Now using the ggplot, geom_point, geom_line & scale_x_discrete methods from ggplot2 library we plot the color on x-axis and temperature on y-axis and plot showing the effect of cooling and heating on various color (cloth).
raw_data <- read.csv("science proj data .csv")
df_cooling <- dplyr::filter(raw_data, raw_data$phase == "cooling")
kable(head(df_cooling,n=3)) %>%
kable_styling(bootstrap_options = c("striped","hover","condensed","responsive"),full_width = F,position = "left",font_size = 12) %>%
row_spec(0, background ="darkgray")
color | minute.0 | minute.10 | minute.20 | minute.30 | minute.40 | minute.50 | minute.60 | phase |
---|---|---|---|---|---|---|---|---|
white | 98 | 96 | 93 | 80 | 78 | 78 | 78 | cooling |
red | 109 | 106 | 95 | 87 | 82 | 80 | 78 | cooling |
pink | 102 | 96 | 90 | 83 | 80 | 78 | 78 | cooling |
df_heating <- dplyr::filter(raw_data, raw_data$phase == 'heating')

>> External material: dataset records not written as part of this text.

PR #396, opened 2018-10-05
bugfix(command/build.rs): Cancel Escape

### LINKED ISSUE #390: Windows path output is unneccesarily escaped
## 🐛 Bug description

When I run wasm-pack, I get a final output that looks like this

```text
| :-) Your wasm pkg is ready to publish at "\\\\?\\C:\\Users\\Steve Klabnik\\tmp\\wasm-bug\\pkg".
```

#### 🤔 Expected Behavior

It should look like this:

```text
| :-) Your wasm pkg is ready to publish at "\\?\C:\Users\Steve Klabnik\tmp\wasm-bug\pkg".
```

#### 👟 Steps to reproduce

Build the hello world template on Windows.

#### 🌍 Your environment

wasm-pack version: wasm-pack 0.5.0
rustc version: rustc 1.31.0-nightly (5597ee8a6 2018-10-03)

huangjj27:
fix #390

```bash
$ rustup override set nightly
```


fitzgen:
> so PathBuf doesn't have a default display on purpose- you'll likely want to use `to_str` or `to_string_lossy` (the previous can fail, the former is likely the better option here, though may sometimes print weird things).

I believe this is the preferred method for formatting paths: https://doc.rust-lang.org/nightly/std/path/struct.Path.html#method.display

src/command/build.rs
```diff
@@ -133,15 +133,19 @@ impl Build {
...
         PBAR.message(&format!("{} Done in {}", emoji::SPARKLE, &duration));
 
         PBAR.message(&format!(
-            "{} Your wasm pkg is ready to publish at {:#?}.",
+            "{} Your wasm pkg is ready to publish at {}.",
             emoji::PACKAGE,
-            self.out_dir.canonicalize().unwrap_or(self.out_dir.clone())
+            self.out_dir
+                .canonicalize()
+                .unwrap_or(self.out_dir.clone())
```
csmoe: consider lazily evaluated `unwrap_or_else` here

ashleygwilliams:
@huangjj27 thanks for this! one ask- could you please include test(s)?

huangjj27:
@ashleygwilliams I would be glad to! but what kinds of tests should I add? Is it OK to just add a unit test to check the modified function?

csmoe:
@huangjj27 add a test case [here](https://github.com/rustwasm/wasm-pack/blob/master/tests/all/build.rs) to check whether windows path output is unneccesarily escaped as this PR intended to fix.

ashleygwilliams:
@huangjj27 if you would prefer i can also grab this PR and add the tests for you! just let me know what you'd like :)

huangjj27:
Hi! I added a test for the change, but the test case seems to keep failing on installing wasm-bindgen, but the source code of test crate generated can be built using normal call of `wasm-pack build`, is that caused by something special in `command::run_wasm_pack`?

huangjj27:
@ashleygwilliams  thanks! I'm working on the test(s) and glad to do the job, but I need some hints and times to finish it (for I could use only about an hour at night during workdays)

huangjj27:
It seems the test case triggered an panic
, which is not found at local

huangjj27:
It's so weird that I passed the test on my windows but failed on appveyor. I even can't get the logs from appveyor. What should I do next?

huangjj27:
It's so strange that the result of `cargo fmt` is totally different. The code pushed is formatted in local

huangjj27:
```
---- build::it_format_out_dir_on_windows stdout ----
Created fixture at C:\projects\wasm-pack-071k0\target\t\.tmpReZwQh\wasm-pack
   [ERR]: There was a crate configuration error. Details:
thread 'build::it_format_out_dir_on_windows' panicked at 'directories in wasm-pack.log should be well formatted', tests\all\build.rs:56:5
stack backtrace:
failures:
    build::it_format_out_dir_on_windows
test result: FAILED. 34 passed; 1 failed; 0 ignored; 0 measured; 0 filtered out
error: test failed, to rerun pass '--test all'
Command exited with code 101
```

Hi, @ashleygwilliams , I get such error that never occur at local and I'm not sure if it's the appveyor that causes the problem. Would you re-trigger the CI?

fitzgen:
I fixed the appveyor CI on master, so if you rebase, then it should start passing and we can merge this!

fitzgen:
err, I suppose this hasn't had another round of review yet, so maybe not merge immediately after rebase :-p

huangjj27:
Repeatable Error of `There was a crate configuration error.`. Confusing.

src/command/build.rs
```diff
@@ -133,15 +133,19 @@ impl Build {
...
 
         PBAR.message(&format!("{} Done in {}", emoji::SPARKLE, &duration));
 
         PBAR.message(&format!(
-            "{} Your wasm pkg is ready to publish at {:#?}.",
+            "{} Your wasm pkg is ready to publish at {}.",
             emoji::PACKAGE,
-            self.out_dir.canonicalize().unwrap_or(self.out_dir.clone())
+            self.out_dir
+                .canonicalize()
```
alexcrichton: I think this may actually be a case where the call to `canonicalize()` could be omitted entirely? This could in that case simply ber `self.out_dir.display()` perhaps?

alexcrichton:
Ah it looks like the failure on Windows is due to changes on master, and I think the test may equally apply to Unix now perhaps?

huangjj27:
@alexcrichton it happened on windows with msvc target, but I forgot to rebase
, which cause the failure. Local test failed again and is still to be fixed

huangjj27:
@alexcrichton Can I update the wasm-bindgen version from `=0.2.21` to `=0.2.27` ? I'm affraid that there is some bugs about msvc fixed in `wasm-bindgen 0.2.23` or later version but not in  `wasm-bindgen 0.2.21`.

huangjj27:
@alexcrichton Can I update the wasm-bindgen version of fixtures from `=0.2.21` to `=0.2.27` ? I'm affraid that there is some bugs about msvc fixed in `wasm-bindgen 0.2.23` or later version but not in  `wasm-bindgen 0.2.21`.

Besides, I also need someone to re produce what've happened on Appveyor CI. the test just passed on my local machine perfectly. Would you offer me a hand, @fitzgen?

alexcrichton:
It should be fine to update `wasm-bindgen`, yeah, but I suspect that's not the issue at hand here. You'll probably want to update the test to print out the contents of wasm-pack.log on CI so you can debug why it doesn't contain the string in question. I believe it's probably related to the fact that AppVeyor checks out code in a different directory

fitzgen:
> Besides, I also need someone to reproduce what've happened on Appveyor CI. the test just passed on my local machine perfectly. Would you offer me a hand, @fitzgen?

You could try pushing an empty commit. I don't have access to the appveyor ci, so I can't trigger a re-run myself.

+cc @ashleygwilliams

huangjj27:
trying to just print the wasm_pack.log on CI seems useless, I'll dive in the code more to figure out why.

> You could try pushing an empty commit. I don't have access to the appveyor ci, so I can't trigger a re-run myself.

@fitzgen Sorry I don't make it clear. I means that maybe you can pull this branch to local, to see what happens to the test and its log. I passed the test at my local, so I pushed the commit, but the CI complains that my test does always fail, but hasn't give me anything about the log. It seems the decision of not outputing what a example did causes some trouble here

huangjj27:
I once thought that it's using git bash in my vscode that makes the test failed. but after I change to powershell as integrated terminal, all test passed again.

huangjj27:
I finally figure out there is difference of the path  between ch and local, and
I shouldn’t hard code much.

kable(head(df_heating,n=3)) %>%
kable_styling(bootstrap_options = c("striped","hover","condensed","responsive"),full_width = F,position = "left",font_size = 12) %>%
row_spec(0, background ="lightgray")
color | minute.0 | minute.10 | minute.20 | minute.30 | minute.40 | minute.50 | minute.60 | phase |
---|---|---|---|---|---|---|---|---|
white | 78 | 81 | 83 | 88 | 93 | 96 | 98 | heating |
red | 78 | 82 | 90 | 93 | 98 | 106 | 109 | heating |
pink | 78 | 82 | 84 | 90 | 96 | 99 | 102 | heating |
df_cooling %>% ggplot(aes(x=df_cooling$color)) + scale_x_discrete(limits=df_cooling$color) +
geom_point(aes(y=df_cooling$minute.0 , group=1)) + geom_line(aes(y=df_cooling$minute.0, group=1, col="Minute0")) +
geom_point(aes(y=df_cooling$minute.10, group=1)) + geom_line(aes(y=df_cooling$minute.10, group=1, col="Minute10")) +
geom_point(aes(y=df_cooling$minute.20 , group=1)) + geom_line(aes(y=df_cooling$minute.20, group=1, col="Minute20")) +
geom_point(aes(y=df_cooling$minute.30, group=1)) + geom_line(aes(y=df_cooling$minute.30, group=1, col="Minute30")) +
geom_point(aes(y=df_cooling$minute.40, group=1)) + geom_line(aes(y=df_cooling$minute.40, group=1, col="Minute40")) +
geom_point(aes(y=df_cooling$minute.50, group=1)) + geom_line(aes(y=df_cooling$minute.50, group=1, col="Minute50")) +
geom_point(aes(y=df_cooling$minute.60, group=1)) + geom_line(aes(y=df_cooling$minute.60, group=1, col="Minute60")) +
labs(title="Cooling Versus Color", x="Color", y="Degrees in Farenheit", colour="") +
scale_colour_manual(values = c("white", "red" , "pink" , "black", "green" , "cyan" , "grey"))
df_heating %>% ggplot(aes(x=df_heating$color)) + scale_x_discrete(limits=df_heating$color) +
geom_point(aes(y=df_heating$minute.0 , group=1)) + geom_line(aes(y=df_heating$minute.0, group=1, col="Minute0")) +
geom_point(aes(y=df_heating$minute.10, group=1)) + geom_line(aes(y=df_heating$minute.10, group=1, col="Minute10")) +
geom_point(aes(y=df_heating$minute.20 , group=1)) + geom_line(aes(y=df_heating$minute.20, group=1, col="Minute20")) +
geom_point(aes(y=df_heating$minute.30, group=1)) + geom_line(aes(y=df_heating$minute.30, group=1, col="Minute30")) +
geom_point(aes(y=df_heating$minute.40, group=1)) + geom_line(aes(y=df_heating$minute.40, group=1, col="Minute40")) +
geom_point(aes(y=df_heating$minute.50, group=1)) + geom_line(aes(y=df_heating$minute.50, group=1, col="Minute50")) +
geom_point(aes(y=df_heating$minute.60, group=1)) + geom_line(aes(y=df_heating$minute.60, group=1, col="Minute60")) +
labs(title="Heating Versus Color", x="Color", y="Degrees in Farenheit", colour="") +
scale_colour_manual(values = c("white", "red" , "pink" , "black", "green" , "cyan" , "grey"))
Thus we can conclude that When a color (colored fabric) absorbs light, it turns the light into thermal energy (heat). The more light a color absorbs, the more thermal energy it produces. Black fabric absorbs all colors of light and is therefore warmer than white fabric which reflects all colors.The same is clearly depicted from the 2 above graphs.